Digital therapeutics fall under class 2 devices. Class 1 devices are low-risk devices like toothbrushes and tongue depressors that don't need premarket approval, and class 3 are high risk devices, often implantable, which require extensive clinical evidence to show safety and efficacy. Class 2 devices pose moderate risks to patients and require premarket clearance, but they don't necessarily need multiple studies showing safety and efficacy independent of other similar products.

There are two clearance pathways for Class 2 medical devices: 510(k) and de novo. The 510(k) pathway requires manufacturers to compare their product to "a similar, already FDA-cleared device on the market whose characteristics are similar enough to the new product that the manufacturer can base safety and efficacy claims on the existing predicate product," according to FDA spokesperson Stephanie Caccomo.

One of the first PDTs to receive FDA clearance through the 510(k) pathway was Welldoc's BlueStar for type 2 diabetes, cleared in 2013. Welldoc currently has seven FDA-cleared software products on the market. Another company, Palo Alto Health Sciences, has two: Freespira for panic disorder and Freespira for PTSD.

In September 2017, Pear's reSET was the first mobile medical application to receive FDA clearance through the Class 2 de novo pathway, reserved for products with no predicate device. The reSET-O app was approved 3 months later. Pear is now participating with eight other companies in the FDA's Software Precertification (Pre-Cert) Pilot Program, a new regulatory framework being tested for future medical software products.

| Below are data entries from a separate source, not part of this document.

PR #2027, opened 2016-12-07
Add IncorrectParamError to handle incorrect values in request params

gliush:
Quite often when you have a reach API you need to create exception to handle incorrect param values in the incoming requests.
So instead of having everyone to create a new exception - it's better to create a common one.

### DIFF
--- a/lib/phoenix/exceptions.ex
+++ b/lib/phoenix/exceptions.ex
@@ -15,6 +15,22 @@ defmodule Phoenix.NotAcceptableError do
   defexception message: nil, accepts: [], plug_status: 406
 end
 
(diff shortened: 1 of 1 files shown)


michalmuskala:
I'm not sure it makes sense to create an exception that's not used by phoenix itself. The discoverability would be very poor.

gliush:
What if I add couple of tests? Though, I don't yet understand how to create a good one.

gliush:
And also a notion in documentation might be added some value

chrismccord:
Thanks! I don't think this is something we need in Phoenix. You could add an exception to your own app with a plug_status and use this, but I'd prefer to leave 400 handling to non-raising code. Thanks!

PR #2029, opened 2016-12-08
Add command for generating a self-signed cert to dev.exs

Gazler:
The command has been written using a heredoc so that the multi-line
command can be easily copied and pasted to the terminal. The openssl
command has been deliberately constructed so that it does not require
any user input to minimize confusion for the end user.

Using the heredoc is probably a bad idea, I have included it so you can copy
and paste it in for testing to make sure it works. It works fine on Linux, I am
not sure if openssl is different on OS X


josevalim:
I would do just one very big line I will be able to copy and paste into the terminal (no heredocs).

Gazler:
@josevalim That's fine. I guess if people are annoyed by the long line they can easily remove it.

chrismccord:
❤️❤️❤️🐥🔥

PR #2030, opened 2016-12-10
removed destructured 'ref' from push.matchReceive

elbow-jason:
Was going over the JS and spotted an unused variable.

Cheers.


chrismccord:
I'd rather leave it as self documenting function. Thanks!

PR #2036, opened 2016-12-15
Added default unprocessable entity behavior on create and update action templates when there is no match for the namespace on user's payload

mustafaturan:
Added default unprocessable entity behavior on create and update action templates when there is no match for the namespace on user's payload

**Description**
This PR adds two new pattern matches for create/update action templates to handle RESTful pattern. 

**Story**
When a user forgets to add namespace on payload, on create/update endpoints(generally on API endpoints), the user gets HTTP status 400 with text "Internal server error", instead of HTTP status code 422 and missing fields. In the RESTFul approach, we should response with 422 instead of 400 and valid JSON. 

**Tasks**
- [x] Add create action to the controller and controller test templates with any params and return 422
- [x] Add update action to the controller and controller test templates with any params and return 422

### DIFF
--- a/priv/templates/phoenix.gen.html/controller.ex
+++ b/priv/templates/phoenix.gen.html/controller.ex
@@ -25,6 +25,10 @@ defmodule <%= module %>Controller do
         render(conn, "new.html", changeset: changeset)
     end
   end
+  def create(conn, _) do
+    changeset = <%= alias %>.changeset(%<%= alias %>{}, %{})
+    render(conn, "new.html", changeset: changeset)
+  end
 
   def show(conn, %{"id" => id}) do
     <%= singular %> = Repo.get!(<%= alias %>, id)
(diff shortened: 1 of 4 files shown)


josevalim:
Thank you @mustafaturan!

While this seems to be the correct default, I would prefer to have this as part of Phoenix parameter handling instead of introducing boilerplate on every action that receives parameters. We should either consider making the action mismatch error use status 422 or provide some sort of configuration, but I wouldn't change the generators.

chrismccord:
I agree with José. We already provide this functionality with the ActionClauseError, but it only 400's. To get what you want, you could define call/2, invoke super, and rescue from `Phoenix.ActionClauseError`, sending your own 422 response. I'm open to configuration suggestions if you have any, but it would have to be programmatically done on a controller by controller basis. Even if the status was configurable, you'd still need to customize your json response, so rescuing might be the best option in general.

mustafaturan:
Hi @joeellis and @chrismccord 

Thanks for the comments. I see your points but on create/update functions; handling this condition either by 'pattern matching with creating new functions' or 'accepting all params and handling the params inside the function' will be my choice in a project. Because in my case, error messages should change depending on input and should give a more descriptive information to the client.

`Phoenix.ActionClauseError` is generic and IMHO rescuing from `Phoenix.ActionClauseError` will increase complexity. But good to know that I have this option with call/2.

Wasden expects another half dozen PDTs to clear the FDA and hit the market in the next year or two. Pear is already awaiting approval on Somryst for comorbid depression and insomnia and has a product for schizophrenia in a clinical trial. Most of the new therapies are being developed through partnerships with pharmaceutical companies, healthcare systems, or both. Happify, for example, recently announced an agreement with Sanofi to develop a product treating anxiety and depression specifically in people with multiple sclerosis.

"We'll take an intervention that's already been shown to work with a clinician and say we want to make this fun and engaging and useful," Wasden explained. "Now we're going to apply some of the Happify secret sauce to our gaming — we make it simple and easy and friendly to do — and then we hold you accountable for completing the intervention so you get the therapeutic benefit."

Wasden said the company has identified 30 therapeutic areas where the intersection of anxiety or depression with an underlying disorder could benefit from a product they develop specifically for that comorbidity. He rattled off some of the conditions linked to comorbid anxiety or depression: chronic obstructive pulmonary disease (COPD), cardiovascular disease, HIV, epilepsy, gastroesophageal reflux disease (GERD), heart failure, chronic kidney disease, and other chronic diseases.

"With some of these diseases, anxiety is higher than depression, and with others, depression is higher than anxiety," he said. "With MS, depression is higher than anxiety, but with psoriasis or any type of dermatitis, anxiety is higher than depression."

Happify is already working with pharmaceutical companies in dermatology and in cardiovascular health. Several of the conditions, such as cardiovascular and metabolic ones, have biomarkers that Happify can track in assessing their product's effect, such as blood sugar and blood pressure.

Less Time, More Patients

Most clinical trials for these products, however, focus on validated mental health endpoints, because both the need and potential are so great in the mental health space.

"What we have seen in healthcare broadly is that there is less time for more patients," Moore, the psychologist at Crossroads Treatment Centers, told Medscape Medical News.

Therapies like reSET, which use gaming and rewards to guide patients through lessons and encourage them to continue buprenorphine treatment, have the potential to expand providers' reach and patient compliance simultaneously.

"This makes clinician time more effective because folks have the information. It's a very natural augmentation that we desperately need," said Moore.